The title is the question: why do obvious duplicate questions on MSE get upvoted, answered, and their answers upvoted? And what can be done to prevent this? Here is an example: https://math.stackexchange.com/questions/576520/does-sum-n-1-infty-frac-1-n-diverge . This question had about 3 upvotes when I saw it, and several people answered it. One of the answers had 5 upvotes! Probably many of the people who answered knew that the question was almost certainly a duplicate. I don't blame the OP, who probably had no idea. I saw the same thing happen a week or two ago when, for the umpteenth time, someone asked how to evaluate $\int_0^\infty e^{-x^2}\,dx$.
I don't think the same question should get answered multiple times on MSE unless someone has a truly original answer, and there are only so many good ways to show the harmonic series diverges. I know I can flag such questions as duplicates, and leave a comment to the OP with a link to a previous question. I can downvote an answer because it is certainly equivalent to a previous answer to the same question. But I think downvoting answers costs me a small number of points, so I'm reluctant to do it.
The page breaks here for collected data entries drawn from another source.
PR #12083, opened 2021-09-28
a couple of fixes for the Package Search window redesign

pinzart90:
What changed in this PR:

1. Swapped IsInstalled flag to CanInstall (reversing its meaning)
2. Handler managements fixes (properly add and remove them from the PMSearchViewModel)
3. Removed a SetAsLoaded call when a package is finished trying to load.
4. CanInstall will be updated in the UI for all corresponding DownloadHandles (when the download handle's DownloadState property is changed)
5. Fixed test

A package will have the Install button enabled/disabled with the following logic:
```
 case PackageDownloadHandle.State.Uninitialized:
 case PackageDownloadHandle.State.Error:
                    return true;// Allowed if Download/Install not yet begun or if in Error state.
 case PackageDownloadHandle.State.Downloaded:
 case PackageDownloadHandle.State.Downloading:
 case PackageDownloadHandle.State.Installing:
     return false; // Not allowed if Download or Install is in progress
 case PackageDownloadHandle.State.Installed:
    // If Install finished...then false if a non built-in package with the same name already exists. True otherwise
    return false == PackageLoader.LocalPackages.Any(x => (x.Name == name) && !x.BuiltInPackage);
```


src/DynamoCoreWpf/Views/PackageManager/PackageManagerSearchView.xaml
```diff
@@ -630,7 +630,7 @@
                                                             <DataTrigger Binding="{Binding Model.IsDeprecated}" Value="False">
                                                                 <Setter Property="TextBlock.Foreground" Value="#84D7CE" />
                                                             </DataTrigger>
-                                                            <DataTrigger Binding="{Binding IsInstalled}" Value="True">
+                                                            <DataTrigger Binding="{Binding CanInstall}" Value="False">
```
pinzart90, line 633: I reversed the meaning of the boolean

src/DynamoCoreWpf/ViewModels/PackageManager/PackageManagerSearchViewModel.cs
```diff
@@ -913,5 +916,12 @@ public void ExecuteSelected()
             SearchResults[SelectedIndex].Model.Execute();
         }
 
+        private void OnPackageAddedOrRemoved(Package _)
+        {
+            foreach (var sr in SearchResults)
+            {
+                sr.CanInstall = CanInstallPackage(sr.Model.Name);
```
pinzart90, line 923: O every added/removed package we will update the CanInstall flag for each searchElement

src/DynamoCoreWpf/DynamoCoreWpf.csproj
```diff
@@ -1386,28 +1386,31 @@
...
     <Resource Include="UI\Images\Profile.png" />
+    <Resource Include="UI\Images\Progress circle.png" />
+    <Resource Include="UI\Images\Requirements - disabled.png" />
     <Resource Include="UI\Images\Requirements.png" />
-    <Resource Include="UI\Images\Sort.png" />
+    <Resource Include="UI\Images\View details - disabled.png" />
     <Resource Include="UI\Images\View details.png" />
+    <Resource Include="UI\Images\watch_select_48_48.png" />
+    <Resource Include="UI\Images\Sort.png" />
+    <Resource Include="UI\Images\package_error.png" />
```
pinzart90, line 1413: Added a couple of missed icons

QilongTang:
FYI: @OliverEGreen

test/DynamoCoreWpfTests/PackageManager/PackageManagerSearchElementViewModelTests.cs
```diff
@@ -18,20 +22,45 @@ class PackageManagerSearchElementViewModelTests : SystemTestBase
...
 
-            PackageManagerSearchElementViewModel packageManagerSearchElementViewModel = new PackageManagerSearchElementViewModel
-            (
-                packageManagerSearchElements.First(),
-                false,
-                packageManagerSearchViewModel.UserAlreadyHasPackageInstalled
-            );
 
-            packageManagerSearchElementViewModel.RequestDownload += packageManagerSearchViewModel.PackageOnExecuted;
+            newSE.RequestDownload += packageManagerSearchViewModel.PackageOnExecuted;
```
mjkkirschner, line 63: @pinzart90 can we unsub this at the end of the test?

src/DynamoCoreWpf/ViewModels/PackageManager/PackageManagerClientViewModel.cs
```diff
@@ -793,6 +795,10 @@ internal virtual void InstallPackage(PackageDownloadHandle packageDownloadHandle
                 {
                     packageDownloadHandle.Error(e.Message);
                 }
+                finally
+                {
+                    PackageInstallFinished?.Invoke(packageDownloadHandle);
```
mjkkirschner, line 800: is this actually triggered at the right time? BeginInvoke is async isn't it?

src/DynamoCoreWpf/ViewModels/PackageManager/PackageManagerClientViewModel.cs
```diff
@@ -808,8 +807,6 @@ internal void SetPackageState(PackageDownloadHandle packageDownloadHandle, strin
             {
                 PackageManagerExtension.PackageLoader.LoadPackages(new List<Package> { dynPkg });
                 packageDownloadHandle.DownloadState = PackageDownloadHandle.State.Installed;
-
-                dynPkg.LoadState.SetAsLoaded();
```
pinzart90, line 812: This was wrong.
LoadState is set inside the PackageManagerExtension.PackageLoader.LoadPackages method (which can be different from Loaded)

src/DynamoCoreWpf/ViewModels/PackageManager/PackageManagerSearchElementViewModel.cs
```diff
@@ -21,24 +21,25 @@ public class PackageManagerSearchElementViewModel : BrowserItemViewModel, IEquat
...
-        public PackageManagerSearchElementViewModel(PackageManagerSearchElement element, bool canLogin) : base(element)
+        /// <summary>
+        /// Alternative constructor which takes a Function object in order to
+        /// assist communication between the PackageManagerSearchViewModel
+        /// and the PackageManagerSearchElementViewModel.
+        /// </summary>
+        /// <param name="element">A PackageManagerSearchElement</param>
+        /// <param name="canLogin">A Boolean used for access control to certain internal packages.</param>
+        /// <param name="canInstall">Whether a package can be installed.</param>
+        internal PackageManagerSearchElementViewModel(PackageManagerSearchElement element, bool canLogin, bool canInstall) : base(element)
```
pinzart90, line 34: Made this internal. I hope we can do that in between releases...

pinzart90: @mjkkirschner ?

QilongTang: hmm I think constructors are usually public, any reason to force `internal`?

mjkkirschner: @pinzart90 - no sorry, if this was actually part of a public class, and it was public, and released, then making it internal is like removing the method.

mjkkirschner: I guess I'm confused by what you mean by "between releases"

pinzart90: @QilongTang correction
The public CanInstall property has an internal setter.
Do you guys still think I should make the Constructor public ?

mjkkirschner:
@pinzart90 - in your final case, what if the package name and version match - is there any reason to allow the install button to be enabled to install the same package and version that is already installed?

aparajit-pratap:
Can you explain this case:
```
case PackageDownloadHandle.State.Installed:
    // If Install finished...then false if a non built-in package with the same name already exists. True otherwise
    return false == PackageLoader.LocalPackages.Any(x => (x.Name == name) && !x.BuiltInPackage);
```
I don't understand why return false for only non-built-in packages?

src/DynamoCoreWpf/ViewModels/PackageManager/PackageManagerClientViewModel.cs
aparajit-pratap: So it's possible for package download handle state to say "installed" but the package `loadstate` to be unloaded or error?

src/DynamoCoreWpf/ViewModels/PackageManager/PackageManagerSearchElementViewModel.cs
```diff
@@ -21,24 +21,25 @@ public class PackageManagerSearchElementViewModel : BrowserItemViewModel, IEquat
...
             this.Model = element;
-
-            this.ToggleIsExpandedCommand = new DelegateCommand(() => this.Model.IsExpanded = !this.Model.IsExpanded );
+            
+            this.ToggleIsExpandedCommand = new DelegateCommand(() => this.Model.IsExpanded = !this.Model.IsExpanded);
 
             this.DownloadLatestCommand = new DelegateCommand(
                 () => OnRequestDownload(Model.Header.versions.Last(), false),
-                () => !Model.IsDeprecated && !IsInstalled);
+                () => !Model.IsDeprecated && CanInstall);
```
aparajit-pratap, line 42: Should this be `canInstall` or `CanInstall` after assigning it to `canInstall`?

src/DynamoCoreWpf/ViewModels/PackageManager/PackageManagerClientViewModel.cs
pinzart90: Yes, it can. 
The PackageDownloadHandle's downloadState does not handle "load into library" failures that well
We can definitely make it keep count of  "loadState" but that may be something that needs some UX thought ...

src/DynamoCoreWpf/ViewModels/PackageManager/PackageManagerSearchViewModel.cs
```diff
@@ -279,27 +279,36 @@ public bool HasNoResults
...
-
-            List<string> loadedPackageNames = packageManagerExtension.PackageLoader.LocalPackages
-                .Where(x => x.LoadState.State == PackageLoadState.StateTypes.Loaded)
-                .Select(x => x.Name)
-                .ToList();
-
-            List<string> recentlyDownloadedPackageNames = Downloads
-                .Select(x => x.Name)
-                .ToList();
+            // Return true if there are no matching non built-in packages
```
aparajit-pratap, line 288: Why check for non-built-in only? Don't we need to check for no matching package among all packages?

src/DynamoCoreWpf/ViewModels/PackageManager/PackageManagerSearchViewModel.cs
```diff
@@ -279,27 +279,36 @@ public bool HasNoResults
...
+            return false == PackageManagerClientViewModel.PackageManagerExtension.PackageLoader.LocalPackages
```
aparajit-pratap, line 289: how about `return !PackageManagerClientViewModel.PackageManagerExtension.PackageLoader.LocalPackages...`

src/DynamoCoreWpf/ViewModels/PackageManager/PackageManagerSearchViewModel.cs
```diff
@@ -279,27 +279,36 @@ public bool HasNoResults
...
+                .Any(x => (x.Name == name) && !x.BuiltInPackage);
+        }
 
-            return loadedPackageNames.Contains(packageName) || recentlyDownloadedPackageNames.Contains(packageName);
+        /// <summary>
+        /// Checks if the package corresponding to the PackageDownloadHandle can be installed.
+        /// </summary>
+        /// <param name="packageName"></param>
```
aparajit-pratap, line 296: change to `dh`

test/DynamoCoreWpfTests/PackageManager/PackageManagerSearchElementViewModelTests.cs
```diff
@@ -1,50 +1,97 @@
...
+            Assert.AreEqual(false, newSE2.CanInstall);
+
+            dHandle1.DownloadState = PackageDownloadHandle.State.Installing;
+            dHandle2.DownloadState = PackageDownloadHandle.State.Downloaded;
+            Assert.AreEqual(false, newSE1.CanInstall);
+            Assert.AreEqual(false, newSE2.CanInstall);
+
+            dHandle1.DownloadState = PackageDownloadHandle.State.Installed;
+            dHandle2.DownloadState = PackageDownloadHandle.State.Installed;
+            Assert.AreEqual(true, newSE1.CanInstall);
```
aparajit-pratap, line 91: How come this is true, the package is installed, right?

test/DynamoCoreWpfTests/PackageManager/PackageManagerSearchElementViewModelTests.cs
```diff
@@ -1,50 +1,97 @@
...
+            var newSE2 = new PackageManagerSearchElementViewModel(new PackageManagerSearchElement(new PackageHeader()
+            {
+                name = name2
+            }), false);
+
+            packageManagerSearchViewModel.AddToSearchResults(newSE1);
+            packageManagerSearchViewModel.AddToSearchResults(newSE2);
+
+            // Default CanInstall should be true
+            Assert.AreEqual(true, newSE1.CanInstall);
```
aparajit-pratap, line 49: How is this true? It is already added to packageloader, right?

src/DynamoCoreWpf/ViewModels/PackageManager/PackageManagerSearchViewModel.cs
```diff
@@ -701,17 +706,27 @@ private void DownloadsOnCollectionChanged(object sender, NotifyCollectionChanged
...
+                    handle.PropertyChanged += (o, eventArgs) => {
+                        // Hooking into propertyChanged works only if each download handle is added to
+                        // the Downloads collection before Download/Install begins.
+                        if (eventArgs.PropertyName == nameof(PackageDownloadHandle.DownloadState)) {
+                            PackageManagerSearchElementViewModel sr = SearchResults.FirstOrDefault(x => x.Model.Name == handle.Name);
+                            if (sr == null) return;
+
+                            sr.CanInstall = CanInstallPackage(handle);
+                        }
+                    };
```
aparajit-pratap, line 720: how do we unsubscribe these anonymous handlers for each handle later?

test/DynamoCoreWpfTests/PackageManager/PackageManagerSearchElementViewModelTests.cs
```diff
@@ -1,50 +1,97 @@
...
+                name = name1
+            }), false);
+
+            var newSE2 = new PackageManagerSearchElementViewModel(new PackageManagerSearchElement(new PackageHeader()
+            {
+                name = name2
+            }), false);
+
+            packageManagerSearchViewModel.AddToSearchResults(newSE1);
+            packageManagerSearchViewModel.AddToSearchResults(newSE2);
```
aparajit-pratap, line 46: How is this true? It is already added to packageloader in line 30, right?

test/DynamoCoreWpfTests/PackageManager/PackageManagerSearchElementViewModelTests.cs
```diff
@@ -1,50 +1,97 @@
...
+
+            // Default CanInstall should be true
+            Assert.AreEqual(true, newSE1.CanInstall);
+            Assert.AreEqual(true, newSE2.CanInstall);
```
aparajit-pratap, line 50: How is this true? It is already added to packageloader in line 30, right?

src/DynamoCoreWpf/ViewModels/PackageManager/PackageManagerSearchElementViewModel.cs
pinzart90: CanInstall is a wrapper over canInstall.
Not sure if there is a benefit to using the private property here ...Can you explain a little bit more what you mean ?

src/DynamoCoreWpf/UI/Converters.cs
```diff
@@ -316,8 +316,8 @@ public class InstalledButtonTextConverter : IValueConverter
             if (!(value is bool booleanValue)) return null;
             
             return booleanValue
-                ? Wpf.Properties.Resources.PackageDownloadStateInstalled
-                : Wpf.Properties.Resources.PackageManagerInstall;
+                ? Wpf.Properties.Resources.PackageManagerInstall
+                : Wpf.Properties.Resources.PackageDownloadStateInstalled;
```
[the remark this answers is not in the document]
pinzart90: Correct

src/DynamoCoreWpf/ViewModels/PackageManager/PackageManagerSearchElementViewModel.cs
```diff
@@ -51,45 +52,28 @@ public PackageManagerSearchElementViewModel(PackageManagerSearchElement element,
...
-        /// <param name="canLogin">A Boolean used for access control to certain internal packages.</param>
-        /// <param name="isPackageInstalledFunction">A function that we pass to this constructor which takes a string and returns a Boolean.</param>
-        public PackageManagerSearchElementViewModel(PackageManagerSearchElement element, bool canLogin, Func<string,bool> isPackageInstalledFunction) : this(element, canLogin)
-        {
-            this.isPackageInstalled = isPackageInstalledFunction;
-            this.IsInstalled = isPackageInstalled(this.Model.Name);
-        }
-
-        private bool isInstalled;
+        public PackageManagerSearchElementViewModel(PackageManagerSearchElement element, bool canLogin) : this(element, canLogin, true)
```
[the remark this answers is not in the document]
pinzart90: I can add some. There weren't any  ...

src/DynamoCoreWpf/ViewModels/PackageManager/PackageManagerSearchViewModel.cs
pinzart90: My thinking was that we should allow a user to install a package that already exists as a built-in. How else would the user be able to override an existing built-in package ?

src/DynamoCoreWpf/ViewModels/PackageManager/PackageManagerSearchViewModel.cs
pinzart90: why not...I wanted it to be very explicit just because it can be a bit confusing...

test/DynamoCoreWpfTests/PackageManager/PackageManagerSearchElementViewModelTests.cs
pinzart90: There is no special meaning to it. It just checks that the default value set by the PackageManagerSearchElementViewModel constructor is true.

test/DynamoCoreWpfTests/PackageManager/PackageManagerSearchElementViewModelTests.cs
pinzart90: In this test scenario (and I can add some more descriptions) there are 2 packages being downloaded:
            var name1 = "non-duplicate"; (downloadHandle newSE1)
            var name2 = "duplicate"; (downloadHandle newSE2)
newSE1 - has no conflicts with existing localPackages
newSE2 - has a conflict with localPackcages  
          
Moreover newSE1 never gets added to localPackages (that's just what I chose to do in the test). Because of this, after newSE1 gets an  Installed downloadState, it can still be installed. I guess this could simulate an exception being thrown before the newSE1 package can get loaded in localPackages

src/DynamoCoreWpf/ViewModels/PackageManager/PackageManagerSearchViewModel.cs
pinzart90: uhm...good catch
I missed that

pinzart90:
> @pinzart90 - in your final case, what if the package name and version match - is there any reason to allow the install button to be enabled to install the same package and version that is already installed?

Not sure I understand your scenario @mjkkirschner 
If a package is already installed (non-built in) then a package with the same name should not have the install button enabled

src/DynamoCoreWpf/ViewModels/PackageManager/PackageManagerSearchElementViewModel.cs
aparajit-pratap: You're using the old value of `CanInstall`, not the value of `canInstall` that is passed in, why?

src/DynamoCoreWpf/ViewModels/PackageManager/PackageManagerSearchViewModel.cs
aparajit-pratap: Right, but why not allow the user to also override a custom package?

src/DynamoCoreWpf/ViewModels/PackageManager/PackageManagerSearchElementViewModel.cs
aparajit-pratap: Also, there is the public property, `CanInstall`, the private backing field, `canInstall`, and a function parameter, also called `canInstall`. Perhaps you might want to change the parameter name to something else to avoid confusion.

test/DynamoCoreWpfTests/PackageManager/PackageManagerSearchElementViewModelTests.cs
aparajit-pratap: So it looks like this can never be a real-life scenario. If so, then why have a test for it?

pinzart90: I added the newSE1 to local packages in the end (simulating a successful load by the packageLoader).
Now both packages cannot be installed

src/DynamoCoreWpf/ViewModels/PackageManager/PackageManagerSearchViewModel.cs
pinzart90: If by custom package you mean non-built in package, then the answer is in the original PR https://github.com/DynamoDS/Dynamo/pull/12033
Looks like the original requirement was to disable the Install button if a package is already installed

src/DynamoCoreWpf/ViewModels/PackageManager/PackageManagerSearchElementViewModel.cs
pinzart90: got it. Changed

src/DynamoCoreWpf/ViewModels/PackageManager/PackageManagerSearchViewModel.cs
aparajit-pratap: Yes by custom package I mean non-built-in package. We are using custom package as the term to describe these types of packages, which is what you'll see in the toggles.

src/DynamoCoreWpf/ViewModels/PackageManager/PackageManagerSearchElementViewModel.cs
pinzart90: I made it public

aparajit-pratap (approved):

By the way, there is a related question at: http://meta.math.stackexchange.com/questions/4975/downvoting-because-of-duplication
I had trouble thinking of good tags for this question, so feel welcome to add more or remove the ones I used if you don't think they fit. There is an (exact-duplicate) tag, but I'm guessing it is for people who go fishing for answers to their homework problems by asking the same question several times.